---- Data shown
PR #131, opened 2022-07-27
Enforce single version of codelist

### LINKED ISSUE #130: Misleading error when multiple versions of the same codelist are in `codelists.txt`
@LisaHopcroft reported:

> The codelist check is failing for me when I push to Github:
>
> ```
> It looks like 'codelists.txt' has been edited but 'update' hasn't been run.
>   added: primis-covid19-vacc-uptake/ckd15/v1
>   added: primis-covid19-vacc-uptake/cov1decl/v1.1
>   added: primis-covid19-vacc-uptake/ckd_cov/v1.2.1
>   added: primis-covid19-vacc-uptake/ckd35/v1
>   added: primis-covid19-vacc-uptake/nonshield/v1
>   added: primis-covid19-vacc-uptake/longres/v1
>   added: primis-covid19-vacc-uptake/shield/v1
>   added: primis-covid19-vacc-uptake/learndis/v1
>
> To fix these errors run the command below and commit the changes:
>
>  opensafely codelists update
>
> Error: Process completed with exit code 1.
> ```
>
> ...but running opensafely codelists update doesn't help, I still get the same error.

Lisa later worked out:

> It seems that particular failure was due to different versions of the same codelists in codelists.txt. Could the error message be improved to include this fix suggestion (tech-support)?

https://bennettoxford.slack.com/archives/C0270Q313H7/p1658854715719969

StevenMaude:
Fixes #130.

The reasoning about this is perhaps more complicated than the code.

The problem highlighted in #130 is that codelists that are the same, but have a different version, give a misleading error. The underlying cause is:

1. We gather the codelist IDs from the text file.
2. We gather the codelist IDs in the JSON.
3. With codelists that are identical except for version, in the text file, those are treated as distinct (`codelist.id` is the full path).
4. Codelists that are identical except for version are ignored in the JSON, because the key inside `files` is a `.csv` filename which strips the version. Inside that `.csv` filename key, the object has a key `id` which is the full path with the version. The last codelist found with a given `.csv` key, ends up in the JSON. 
5. We compare the IDs from 1 and 2, and if they are different, the CLI fails and complains that codelists need updating.

It seems like the most sensible place to check is the text file, so I've added the check here.

The same behaviour for handling other errors in the same function is followed: that is, fail at the first failure, instead of bundling up all the errors.


opensafely/codelists.py
```diff
@@ -184,6 +185,13 @@ def parse_codelist_file(codelists_dir):
                 f"{line} does not match [project]/[codelist]/[version] "
                 "or user/[username]/[codelist]/[version]"
             )
+        codelist_id = "/".join(tokens[:-1])
+        if (existing_version := codelist_versions.get(codelist_id)) is not None:
```
StevenMaude, line 189: question: Should we also check for the same version, i.e. redundant duplicated lines? We could here.

StevenMaude:
The question I mainly have is, as I'm more unfamiliar, does this make sense?

Would there ever be a case where you intentionally want two versions of the same codelist?

I suspect not, and this functionality wouldn't have worked in the current state anyway: the keys in the `codelists.json` are a filename, which is stripped of version.

Jongmassey:
> Would there ever be a case where you intentionally want two versions of the same codelist?

Very, very rarely. There is functionality within opencodelists to diff two codelists or versions of the same codelist. One may conceivably want to write a study definition to compare the impact of two versions of a codelist on a study's results. 

> and this functionality wouldn't have worked in the current state anyway

I think that's a clear sign that no-one has wanted to, or at least tried to yet.

opensafely/codelists.py
Jongmassey: I think we should be encouraging cleanliness, and having duplicated lines isn't very clean. I don't think this is critical for acceptance of this change.

Jongmassey (approved):
If you feel compelled to add a warning/error for duplicated codelist entries then that would be nice but otherwise I think it's good

opensafely/codelists.py
StevenMaude: I agree. Though looking again: the current behaviour here actually ends up giving a misleading error — if you have a duplicate, you'll get an error that it's a different version, so I'll revisit this.

StevenMaude:
@Jongmassey: I think this is good now, but please take another look, in case I've done anything silly as it's the end of day.

I've also added an extra test (and checked the errors manually locally; it's not ideal that we don't validate the errors in the tests, but I'm following the existing convention).

Jongmassey (approved):
Covers all bases nicely

PR #144, opened 2022-10-18
update v2.59.10

bloodearnest:
- chore: refactor update tooling
- feat: update job-runner to v2.59.10


evansd (approved):
Man, those `otel` dependencies ...

Do the CLI tests exercise the otel stuff? I'm just wondering whether all those packages can be vendored successfully with no manual tweaks required. Given that jobrunner, ruamel and requests all required tweaking I'd be a bit surprised.

bloodearnest:
It doesn't work, but not because of dependencies, but because of vendoring.

The otel libraries rely on using pkg_resources to inspect the environment they are running in. This doesn't work with our vendoring set up, as the names/metadata doesn't line up

evansd (approved):
So many yaks! This makes sense to me though, and making sure the dependency versions match those in job-runner is obviously a big improvement.

Have you done a full smoke test i.e. install the built package into a fresh venv and tried running a real study with it? If so then I'd be happy for this to ship.

Have fun with the GHA debugging!

bloodearnest:
I have run it on a study with the package installed in the venv, but not in isolation from the built artifcat

Issue #149, opened 2022-10-21
Finish `opensafely exec` implementation


evansd:
The [long-discussed](https://github.com/opensafely-core/opensafely-cli/issues/18) `opensafely exec` command was finally implemented in:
--------
The expected output is the exact run of lines from the line with "Have fun with the GHA debugging!" through the last line of the material above.

Have fun with the GHA debugging!

bloodearnest:
I have run it on a study with the package installed in the venv, but not in isolation from the built artifcat

Issue #149, opened 2022-10-21
Finish `opensafely exec` implementation


evansd:
The [long-discussed](https://github.com/opensafely-core/opensafely-cli/issues/18) `opensafely exec` command was finally implemented in:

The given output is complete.